**Exercise instructions:** How many of the lines below hold the word "that"? Answer only with the number.

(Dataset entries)
<<<<

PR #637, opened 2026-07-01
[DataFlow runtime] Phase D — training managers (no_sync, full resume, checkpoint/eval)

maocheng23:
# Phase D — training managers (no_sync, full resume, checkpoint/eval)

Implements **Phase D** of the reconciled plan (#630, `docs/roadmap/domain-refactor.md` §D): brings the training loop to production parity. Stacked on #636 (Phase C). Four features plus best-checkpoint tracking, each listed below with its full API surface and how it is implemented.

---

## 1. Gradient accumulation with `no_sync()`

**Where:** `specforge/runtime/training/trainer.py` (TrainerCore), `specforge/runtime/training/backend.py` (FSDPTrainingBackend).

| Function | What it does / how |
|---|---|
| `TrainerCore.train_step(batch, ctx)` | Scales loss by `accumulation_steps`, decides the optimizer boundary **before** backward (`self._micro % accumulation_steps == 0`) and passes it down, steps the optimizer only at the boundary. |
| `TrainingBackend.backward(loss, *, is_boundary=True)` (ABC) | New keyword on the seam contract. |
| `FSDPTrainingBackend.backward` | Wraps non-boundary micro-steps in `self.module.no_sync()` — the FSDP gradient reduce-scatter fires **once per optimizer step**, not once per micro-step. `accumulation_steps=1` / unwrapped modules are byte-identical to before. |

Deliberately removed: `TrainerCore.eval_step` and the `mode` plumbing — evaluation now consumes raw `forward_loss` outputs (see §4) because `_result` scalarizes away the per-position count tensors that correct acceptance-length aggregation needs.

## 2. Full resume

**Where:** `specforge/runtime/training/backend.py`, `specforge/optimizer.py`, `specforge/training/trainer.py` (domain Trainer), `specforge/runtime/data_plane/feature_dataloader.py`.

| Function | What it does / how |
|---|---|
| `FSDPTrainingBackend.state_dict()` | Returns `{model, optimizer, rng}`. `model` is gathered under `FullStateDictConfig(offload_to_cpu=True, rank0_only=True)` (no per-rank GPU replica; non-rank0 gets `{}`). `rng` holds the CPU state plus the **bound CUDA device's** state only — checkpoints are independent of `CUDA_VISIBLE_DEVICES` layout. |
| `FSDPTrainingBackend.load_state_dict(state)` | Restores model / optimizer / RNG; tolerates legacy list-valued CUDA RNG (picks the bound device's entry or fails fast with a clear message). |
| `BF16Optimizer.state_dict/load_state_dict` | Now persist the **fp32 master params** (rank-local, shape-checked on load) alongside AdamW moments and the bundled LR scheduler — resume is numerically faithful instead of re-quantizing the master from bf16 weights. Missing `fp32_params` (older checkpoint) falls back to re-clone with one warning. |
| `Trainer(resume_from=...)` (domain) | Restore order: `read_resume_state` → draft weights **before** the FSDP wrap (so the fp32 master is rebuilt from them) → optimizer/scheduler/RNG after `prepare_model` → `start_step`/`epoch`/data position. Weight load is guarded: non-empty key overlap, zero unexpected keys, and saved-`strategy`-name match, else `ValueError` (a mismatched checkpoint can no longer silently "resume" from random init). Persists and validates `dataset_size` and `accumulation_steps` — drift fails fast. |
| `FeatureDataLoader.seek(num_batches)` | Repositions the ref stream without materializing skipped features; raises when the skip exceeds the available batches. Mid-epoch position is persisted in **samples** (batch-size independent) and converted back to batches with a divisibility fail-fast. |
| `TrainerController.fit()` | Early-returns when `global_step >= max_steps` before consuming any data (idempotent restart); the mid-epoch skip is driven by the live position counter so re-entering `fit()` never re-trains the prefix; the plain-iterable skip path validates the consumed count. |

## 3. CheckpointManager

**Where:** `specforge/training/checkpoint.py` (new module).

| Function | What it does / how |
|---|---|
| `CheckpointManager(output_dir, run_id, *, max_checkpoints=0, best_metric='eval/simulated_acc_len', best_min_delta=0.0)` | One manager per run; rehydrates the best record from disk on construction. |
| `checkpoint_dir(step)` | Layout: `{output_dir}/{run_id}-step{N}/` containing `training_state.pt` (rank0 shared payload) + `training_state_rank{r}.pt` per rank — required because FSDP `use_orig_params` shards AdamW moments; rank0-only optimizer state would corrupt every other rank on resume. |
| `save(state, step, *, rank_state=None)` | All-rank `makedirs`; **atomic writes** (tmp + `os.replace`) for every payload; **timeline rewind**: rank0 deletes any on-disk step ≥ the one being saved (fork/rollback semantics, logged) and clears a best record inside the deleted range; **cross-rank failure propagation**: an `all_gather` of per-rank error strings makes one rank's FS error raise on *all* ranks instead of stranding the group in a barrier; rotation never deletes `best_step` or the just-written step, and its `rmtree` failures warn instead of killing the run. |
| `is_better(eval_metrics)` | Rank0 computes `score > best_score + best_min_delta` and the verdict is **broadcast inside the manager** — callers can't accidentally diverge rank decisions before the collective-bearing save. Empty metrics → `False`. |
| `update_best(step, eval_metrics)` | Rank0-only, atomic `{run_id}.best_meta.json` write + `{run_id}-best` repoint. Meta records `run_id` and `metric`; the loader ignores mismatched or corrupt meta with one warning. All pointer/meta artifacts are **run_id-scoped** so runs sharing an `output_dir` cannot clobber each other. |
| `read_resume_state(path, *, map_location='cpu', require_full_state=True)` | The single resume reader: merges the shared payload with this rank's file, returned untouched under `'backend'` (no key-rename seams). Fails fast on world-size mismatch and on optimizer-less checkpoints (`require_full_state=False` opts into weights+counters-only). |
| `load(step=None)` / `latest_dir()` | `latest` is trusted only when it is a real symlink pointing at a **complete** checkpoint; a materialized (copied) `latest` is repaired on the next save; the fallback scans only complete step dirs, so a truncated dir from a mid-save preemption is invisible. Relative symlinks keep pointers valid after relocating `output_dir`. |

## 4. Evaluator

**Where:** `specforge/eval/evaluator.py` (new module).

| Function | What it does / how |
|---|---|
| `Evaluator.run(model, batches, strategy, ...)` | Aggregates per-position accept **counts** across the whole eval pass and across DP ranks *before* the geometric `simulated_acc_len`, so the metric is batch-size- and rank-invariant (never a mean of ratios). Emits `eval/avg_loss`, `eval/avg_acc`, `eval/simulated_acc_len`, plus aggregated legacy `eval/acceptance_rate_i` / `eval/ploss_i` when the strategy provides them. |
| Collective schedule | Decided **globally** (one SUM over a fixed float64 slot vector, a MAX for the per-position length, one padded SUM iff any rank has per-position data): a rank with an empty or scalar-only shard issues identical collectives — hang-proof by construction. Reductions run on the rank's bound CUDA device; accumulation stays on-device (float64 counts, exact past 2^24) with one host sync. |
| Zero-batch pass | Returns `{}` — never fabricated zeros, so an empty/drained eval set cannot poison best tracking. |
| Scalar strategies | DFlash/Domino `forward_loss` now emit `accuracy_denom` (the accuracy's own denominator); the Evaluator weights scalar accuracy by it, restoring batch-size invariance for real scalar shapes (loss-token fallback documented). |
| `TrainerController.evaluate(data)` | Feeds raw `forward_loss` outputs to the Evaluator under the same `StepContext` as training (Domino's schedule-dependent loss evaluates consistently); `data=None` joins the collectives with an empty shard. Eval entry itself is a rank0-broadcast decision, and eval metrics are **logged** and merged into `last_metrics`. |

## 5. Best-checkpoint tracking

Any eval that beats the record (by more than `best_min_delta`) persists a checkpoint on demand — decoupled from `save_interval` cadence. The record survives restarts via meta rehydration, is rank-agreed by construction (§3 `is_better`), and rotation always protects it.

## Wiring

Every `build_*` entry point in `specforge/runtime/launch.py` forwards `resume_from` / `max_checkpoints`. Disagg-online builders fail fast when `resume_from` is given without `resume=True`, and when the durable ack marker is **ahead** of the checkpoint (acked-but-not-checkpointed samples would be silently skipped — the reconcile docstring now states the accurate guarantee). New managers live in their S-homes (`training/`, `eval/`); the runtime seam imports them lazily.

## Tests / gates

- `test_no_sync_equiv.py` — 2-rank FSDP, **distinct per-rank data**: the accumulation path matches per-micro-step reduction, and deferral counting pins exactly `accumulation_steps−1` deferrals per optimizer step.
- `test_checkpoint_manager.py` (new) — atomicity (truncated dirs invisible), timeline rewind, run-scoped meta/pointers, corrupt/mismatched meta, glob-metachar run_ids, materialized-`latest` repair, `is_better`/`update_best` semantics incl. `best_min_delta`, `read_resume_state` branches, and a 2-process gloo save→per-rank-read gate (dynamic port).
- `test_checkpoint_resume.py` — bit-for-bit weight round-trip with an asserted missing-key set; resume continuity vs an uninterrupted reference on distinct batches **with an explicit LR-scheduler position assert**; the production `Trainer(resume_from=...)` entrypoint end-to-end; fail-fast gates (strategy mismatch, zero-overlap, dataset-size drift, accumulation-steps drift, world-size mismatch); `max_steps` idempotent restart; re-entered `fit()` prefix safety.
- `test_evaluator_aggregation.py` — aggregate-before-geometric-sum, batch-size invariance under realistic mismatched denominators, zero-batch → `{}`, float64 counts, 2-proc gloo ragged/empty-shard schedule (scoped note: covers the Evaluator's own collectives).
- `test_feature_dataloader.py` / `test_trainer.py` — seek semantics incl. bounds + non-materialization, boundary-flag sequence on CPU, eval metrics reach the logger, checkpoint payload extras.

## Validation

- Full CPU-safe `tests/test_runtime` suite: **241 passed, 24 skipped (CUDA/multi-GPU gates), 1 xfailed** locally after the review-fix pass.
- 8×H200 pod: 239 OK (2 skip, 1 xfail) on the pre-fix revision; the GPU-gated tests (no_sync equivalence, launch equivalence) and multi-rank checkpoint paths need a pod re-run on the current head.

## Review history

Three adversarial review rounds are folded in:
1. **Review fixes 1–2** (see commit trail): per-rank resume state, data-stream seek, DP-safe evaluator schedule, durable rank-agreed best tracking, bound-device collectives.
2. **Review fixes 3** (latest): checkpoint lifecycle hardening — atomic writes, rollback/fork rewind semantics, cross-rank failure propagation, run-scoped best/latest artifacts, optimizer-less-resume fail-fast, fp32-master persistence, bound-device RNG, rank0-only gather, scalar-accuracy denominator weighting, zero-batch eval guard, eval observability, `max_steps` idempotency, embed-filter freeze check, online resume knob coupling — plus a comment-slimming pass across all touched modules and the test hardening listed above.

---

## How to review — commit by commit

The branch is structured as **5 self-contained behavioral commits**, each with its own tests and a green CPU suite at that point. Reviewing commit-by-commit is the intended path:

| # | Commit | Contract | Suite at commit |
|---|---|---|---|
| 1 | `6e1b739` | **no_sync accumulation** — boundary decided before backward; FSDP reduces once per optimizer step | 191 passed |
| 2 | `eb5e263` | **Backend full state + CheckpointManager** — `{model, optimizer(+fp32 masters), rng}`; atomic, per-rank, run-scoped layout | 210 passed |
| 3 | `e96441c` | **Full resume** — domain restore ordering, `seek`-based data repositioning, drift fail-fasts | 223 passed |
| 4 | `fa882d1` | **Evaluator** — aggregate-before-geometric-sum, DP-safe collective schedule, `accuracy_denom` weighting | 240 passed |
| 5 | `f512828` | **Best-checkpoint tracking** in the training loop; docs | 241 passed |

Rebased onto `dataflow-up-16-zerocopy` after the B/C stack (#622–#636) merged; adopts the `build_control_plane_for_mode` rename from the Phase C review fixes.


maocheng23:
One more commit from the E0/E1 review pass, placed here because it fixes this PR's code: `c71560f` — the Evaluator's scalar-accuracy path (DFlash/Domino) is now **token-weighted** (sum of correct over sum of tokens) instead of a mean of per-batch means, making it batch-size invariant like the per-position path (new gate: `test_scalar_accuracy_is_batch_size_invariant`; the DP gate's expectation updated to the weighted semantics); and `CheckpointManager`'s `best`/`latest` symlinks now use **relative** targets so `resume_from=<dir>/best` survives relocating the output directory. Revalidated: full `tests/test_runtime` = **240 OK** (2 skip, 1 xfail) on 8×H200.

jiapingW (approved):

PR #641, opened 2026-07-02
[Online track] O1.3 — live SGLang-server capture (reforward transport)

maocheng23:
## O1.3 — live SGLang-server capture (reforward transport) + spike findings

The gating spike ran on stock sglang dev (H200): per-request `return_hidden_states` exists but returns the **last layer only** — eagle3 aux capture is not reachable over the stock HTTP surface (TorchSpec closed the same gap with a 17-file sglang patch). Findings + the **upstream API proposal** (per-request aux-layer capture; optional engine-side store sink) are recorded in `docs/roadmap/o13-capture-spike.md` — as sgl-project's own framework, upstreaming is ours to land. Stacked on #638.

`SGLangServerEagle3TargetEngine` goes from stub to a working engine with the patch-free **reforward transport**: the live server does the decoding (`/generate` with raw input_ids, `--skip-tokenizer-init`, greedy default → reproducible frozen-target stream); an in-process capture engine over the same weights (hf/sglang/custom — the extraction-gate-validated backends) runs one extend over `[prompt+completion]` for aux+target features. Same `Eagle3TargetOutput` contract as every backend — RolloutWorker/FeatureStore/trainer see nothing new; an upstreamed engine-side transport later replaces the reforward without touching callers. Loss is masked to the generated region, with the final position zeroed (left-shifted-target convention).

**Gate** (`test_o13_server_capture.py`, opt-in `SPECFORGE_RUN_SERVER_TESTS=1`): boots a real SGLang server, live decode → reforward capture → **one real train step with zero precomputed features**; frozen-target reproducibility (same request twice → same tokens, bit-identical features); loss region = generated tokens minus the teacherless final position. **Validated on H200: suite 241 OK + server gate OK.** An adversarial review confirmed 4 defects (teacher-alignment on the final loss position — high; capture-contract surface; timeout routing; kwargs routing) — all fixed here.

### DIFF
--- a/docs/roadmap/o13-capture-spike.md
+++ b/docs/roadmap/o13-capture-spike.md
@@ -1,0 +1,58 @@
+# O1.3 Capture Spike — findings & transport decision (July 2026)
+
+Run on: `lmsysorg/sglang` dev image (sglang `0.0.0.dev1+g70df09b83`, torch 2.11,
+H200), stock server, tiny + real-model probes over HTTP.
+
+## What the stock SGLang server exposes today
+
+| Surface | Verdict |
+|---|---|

>>>>

**Exercise output:** 3